Neck stiffness usually describes a feeling of tightness and tension in the soft tissues of the neck anatomy. In less common circumstances, stiffness may describe a feeling of resistance to movement within the spinal joints themselves. Regardless of where stiffness is expressed, the feeling is highly uncomfortable, particularly when the symptoms form a chronic pattern.
Stiffness in the neck is one of the most often reported of all symptoms in the cervical region. A few patients cite instances of stiffness at the base of the skull, while most others report it on one or both sides of the cervical spine, near the base of the neck. A small minority report a stiff feeling centralized within the spine, usually in the middle to lower cervical levels. Stiffness might be just a perceived feeling or it may be an indicator of an actual injury or structural problem.
This investigation into cervical stiffness will detail the reasons why so many patients have chronic tightness in their necks and what can be done to provide relief from this terrible neck tension.
Neck Stiffness Scenarios
The following circumstances describe the most commonly reported of all stiffness complaints in the cervical region of the spine:
Muscular stiffness can result from overuse. Many patients face tightness in the neck after periods of hard labor, such as when snow shoveling, lifting or gardening. This tense feeling might reside in the neck itself, but is more commonly found at the juncture of the shoulders and might encompass spinal and muscular structures from both the cervical and thoracic regions.
Stiffness is commonly reported after extended periods of static positioning, such as when sleeping or traveling long distances by car or plane.
Stiffness may definitely affect the muscles due to ischemia. Oxygen deprivation problems may be structurally-induced, but are more often the product of the mindbody interactions. A majority of chronic stiffness complaints are ischemic in nature and are usually enacted by psychosomatic mechanisms.
In other cases, postural issues can cause chronic stiffness from standing, sitting or lying in unfavorable positions repeatedly.
Injury or degeneration of the spinal structures can cause deeply-perceived stiffness. These types of structural problems can affect the soft tissues of the spine, such as the ligaments, or might affect the spinal joints themselves, typically through the arthritic processes.
Stiffness might be expressed because of a transient or enduring disease process, tumor, circulatory concern or other non-musculoskeletal causation.
Finding Relief from a Stiff Neck
Discovering and addressing the actual causative mechanism is crucial in order to break the pattern of stiffness and regain a normal, healthy feeling in the affected neck tissues. This objective can prove to be rather difficult for many patients, since the true source process may be difficult to ascertain in some instances.
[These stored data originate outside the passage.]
PR #490, opened 2019-08-12
Increase create limit of RawRowsAPI

HMEiding:


CHANGELOG.md
```diff
@@ -22,6 +22,7 @@ Changes are grouped as follows
 ## [Unreleased]
 ### Changed
 - Fixed naming for sequencesdata iteritems() -> items()
+- The insert method of the raw.rows API now has a create limit of 10 000 (increased from 1000).
```
erlendvollset: Rather, "will chunk raw rows into batches of 10,000 instead of 1,000". There is no limit.

HMEiding: Yes, I agree.

Issue #492, opened 2019-08-13
Making copying data types between tenants easier by allowing to insert retrieved objects directly


senickel:
**Is your feature request related to a problem? Please describe.**

As a data scientist working with customers, I want to copy different data types from the production to the test tenant, so that I can develop without fear.

**Describe the solution you'd like**
```
ts1 = client_source.time_series.retrieve(id=123).to_dict()
written_ts = client_dev.time_series.create(time_series=ts1)
dps1 = client_source.datapoints.retrieve(start="1h-ago", end="now", external_id=ts1.external_id)to_dict()
written_dps = client_dev.datapoints.insert(dps1, external_id=ts1.external_id)
```

**Describe alternatives you've considered**
The approach for this is now:

```
ts1 = client_source.time_series.retrieve(id=123)
ts2 = {
                "externalId": ts1.external_id,
                "name": ts1.name,
                "isString": ts1.is_string,
                "metadata": ts1.metadata,
                "unit": ts1.unit,
                "isStep": ts1.is_step,
                "description": ts1.description,
                "legacyName": ts1.external_id
            }
dps1 = client_source.datapoints.retrieve(start="1h-ago", end="now", external_id=ts2['externalId'])
dps2 =  list(zip(dps.timestamp, dps.value))
written_ts = client_dev.time_series.create(time_series=ts2)
written_dps = client_dev.datapoints.insert(dps2, external_id=ts1.external_id)
```

sanderland:
two issues here:
1. datapoint insertion from retrieval
this works client.datapoints.insert(dps1.dump()['datapoints'],id=ts.id)
but client.datapoints.insert(dps1,id=ts.id) could be supported

2. timeseries (and presumably other objects like asset)
- id / updated+created time could be stripped from the object via some helper methods

erlendvollset:
Enabling this requires generating some notion of read/write attributes on the data classes. Then we can use those constraints to remove readOnly fields when creating resources. This is not trivial and will require some work. I have noted that it is requested, but we have other tools (like spark data source) which can handle this today, so it will not be prioritized right now.

sanderland:
I think the good first issue was on (1) only, sorry.

sanderland:
PR #500 implements the datapoints copying for this.

haakonvt:
Solved by the new write classes implemented in #1567 (and #1582)

PR #493, opened 2019-08-13
Time series dumb

senickel:
I added a dump method to TimeSeries to address parts of this issue: https://github.com/cognitedata/cognite-sdk-python/issues/492


erlendvollset:
This breaks the current .dump() implementation on the TimeSeries object, and is not how we want to solve this issue. If you want to contribute to enabling copying data between tenants, please come discuss the topic with the data tooling team. But as I have commented on the related issue this is not a trivial thing to do in a consistent and maintainable way. Closing this PR, and we can continue the discussion on the related issue #492

PR #494, opened 2019-08-13
Add new method create_hierarchy() to AssetsAPI

HMEiding:


cognite/client/_api/assets.py
```diff
@@ -213,9 +213,29 @@ def create(self, asset: Union[Asset, List[Asset]]) -> Union[Asset, AssetList]:
                 >>> res = c.assets.create(assets)
         """
         utils._auxiliary.assert_type(asset, "asset", [Asset, list])
-        if isinstance(asset, Asset) or len(asset) <= self._CREATE_LIMIT:
-            return self._create_multiple(asset)
-        return _AssetPoster(asset, client=self).post()
+        return self._create_multiple(asset)
+
+    def create_hierarchy(self, assets: List[Asset]) -> AssetList:
+        """Create asset hierarchy.
```
erlendvollset: You can add a little more information here about how this differs from .create(), i.e. which validation steps it will perform and how it will resolve the hierarchy locally and post assets in the correct order.

CHANGELOG.md
```diff
@@ -32,6 +32,7 @@ Changes are grouped as follows
 
 ### Added
 - The files API can now create a file without uploading content.
+- New method create_hierarchy() added to assets API.
```
erlendvollset: Under ### Changed, add that assets.create() no longer will validate and resolve asset hierarchy locally and post assets in correct order, and that that functionality has been replaced by assets.create_hierarchy(). 

We should probably wait with merging this PR until we have merged in the other PRs currently waiting and made a patch release. Then we bump the minor version for this change since it is a breaking change. 

Breaking changes would really mean that we should bump the major version. But since it is a very small change and bumping major would mean maintaining 2 major versions and porting bugfixes to 1.x, let's just bump the minor version and hope that no one gets too upset about it.

cognite/client/_api/assets.py
```diff
@@ -409,10 +427,11 @@ def __init__(self, assets: List[Asset], client: AssetsAPI):
     def _validate_asset_hierarchy(assets) -> None:
         external_ids_seen = set()
         for asset in assets:
-            if asset.external_id:
-                if asset.external_id in external_ids_seen:
-                    raise AssertionError("Duplicate external_id '{}' found".format(asset.external_id))
-                external_ids_seen.add(asset.external_id)
+            if asset.external_id is None:
+                raise AssertionError("An asset does not have external_id.")
```
eventh: Isn't external_id optional?

eventh: Nevermind, I see the requirements further down, resolving it :)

When a diagnosis can be made, treatment should bring about relief. Depending on the specific cause, therapy may include conservative approaches, such as chiropractic or physical therapy, or invasive methods of care, such as injections or surgery. However, when treatment fails to bring about relief, the diagnosis may be faulty. This fact helps to clarify why so many patients endure ongoing stiffness, despite proactive care. If no diagnosis can be made, then the patient is truly at a dead-end, since they do not know which treatment, if any, is best indicated to correct the tension in their neck. In these scenarios, caregivers will often start the patient on a regimen of conservative, but escalating therapy, in order to find some modality that may work. Call this approach “medical guessing”.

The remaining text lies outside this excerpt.